フジハラさんと僕(13)/120827

 小夜子は出口が死角にならない範囲で史緒を探していた。おずおずと現れた史緒を睨め付る。
「どこにいたの」
 史緒は一階の奥にある閉架書庫――入口の周辺からは様子がわからない――にいたと偽った。
(嘘、ついた)
 ずっと苦手だったはずの嘘を。
 流石に静まりかえった図書館で怒鳴られることはなかったが、帰るわよと身を翻した小夜子の背からは憤怒が滲んでいた。フジハラはカウンターに戻っているはずだ。意識的にその方向から目を逸らした。どこから何を悟られるか分かったものではない。
 帰宅する頃には日が落ちていた。冬の夜の訪れは早い。肘を掴んで助手席から引きずり下ろされる。史緒は強く抗うわけではないが、協力的でもない。流動物がずるりと落ちてゆくような動きだった。
「そうだわ」
 玄関で小夜子は手を打った。そのまま史緒をリビングへ連れて行く。
「これが明日持っていく荷物よ」
 旅行用のトランクが二つ置かれていた。
「あなたのぶんは、こっち。必要なものは詰めておいてあげたから、なんにも心配いらないわ」
 トランクは、史緒の身体くらい屈めば入ってしまいそうな大きさだった。史緒の生活全てを納めるには小さすぎる気もした。小夜子はトランクを玄関に並べる。史緒はこのトランクを持って行くことはない。そのはずだ。フジハラと落ち合うつもりのなら。
(だけど)
 逆接を思い浮かべてしまったことをすぐに後悔する。いけないと思うのに続きを考えてしまう。
 だけど、それでいいのか。
 この家から出て行くということは、小夜子の庇護下から出るということだ。何だかんだ言って史緒には、小夜子に依存してきた部分がある。小夜子は史緒の不利益に敏感だったし、史緒にとって必要だと判断したものには相応以上に金銭もかけた。それらを失うことになる。学費が払えず大学を辞めたとしてその後はどうするのか。働くのか。働けるのか。胃の腑がじっとりと重たくなった。
(僕は、世間を知らない)
 何よりも、引かれたレールの上を歩くのは楽だ。考えなくていい。躓いても指示した人間のせいにできる。
「さあ部屋に戻りましょう」
 小夜子に背中を押されて階段を上る。玄関がだんだん離れてゆく。階段はすぐに終わり、自室で再び手錠をかけられる。このまま大人しく繋がれてしまっていいのか。自問はすれど動けなかった。あっけなく鍵はかかる。史緒をひとり残し、小夜子は部屋を出て行った。
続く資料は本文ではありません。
PR #743, opened 2022-12-19
cmake: Use correct install path for plugins

TingPing:


TingPing:
I'm confused looking at the code. It seems like `get_plugin_paths()` requires the `LIBHEIF_PLUGIN_PATH` env var and doesn't actually use the value of CMakes `PLUGIN_DIRECTORY`.

farindk:
Thanks. Yes, this makes more sense.

PR #744, opened 2022-12-20
Fix errors in plugin loading

TingPing:
Currently `heif_init()` expects all paths to exist otherwise its a fatal error. So now we always install a directory.


farindk:
Thanks.

PR #750, opened 2022-12-29
added API for mux

roiei:
added API for mux


roiei:
@farindk 
As I told at e-mail, I made a pull request that has implementation for specific APIs. But, I know, it would be better that this PR should be split into several PR/issues. But for discussion, I first made this PR. Please let me get your opinion about that. For example, some part of the PR should be split as another issue, and some part should be discarded as well.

(今すぐ脱出できたとしても、十二時まで逃げ切れるとは思えない、し)
 ただの逃げ口上だと分かっていた。動けなかったのは単に答えが出なかったからだ。これまで史緒は、ほとんど何も選んで来なかった。そのツケが今になって来ている。
(怖い)
 ご飯よ、と小夜子が盆を抱えて来る。塞がれたような喉に味気ない総菜を詰め込むと、今度はお風呂よ、と手を引かれる。その間何をすることも求められない。入浴のために一度手錠を外されながら、このときも史緒は動けなかった。浴槽から出れば清潔な衣類が貰える。部屋には暖房器具もある。小夜子の言うことさえ聞いていれば暴力を振るわれることもない。
(もしもフジハラさんが来てくれなかったら?)
 小夜子の手から逃れ、フジハラに見捨てられたら、本当にどうしようもなくなる。
(来てくれても、いつまで僕を置いてくれるだろう)
 史緒は唇を噛んだ。不意に、フジハラの指がそこを掠めていった触感を思い出す。深く沁み込むような触れ方だった。こんなときなのに動悸が早くなる。
(何考えてるんだ)
 ぶんぶんと頭を振って忘れようとする。そうすればするほどフジハラの挙措が蘇ってくる。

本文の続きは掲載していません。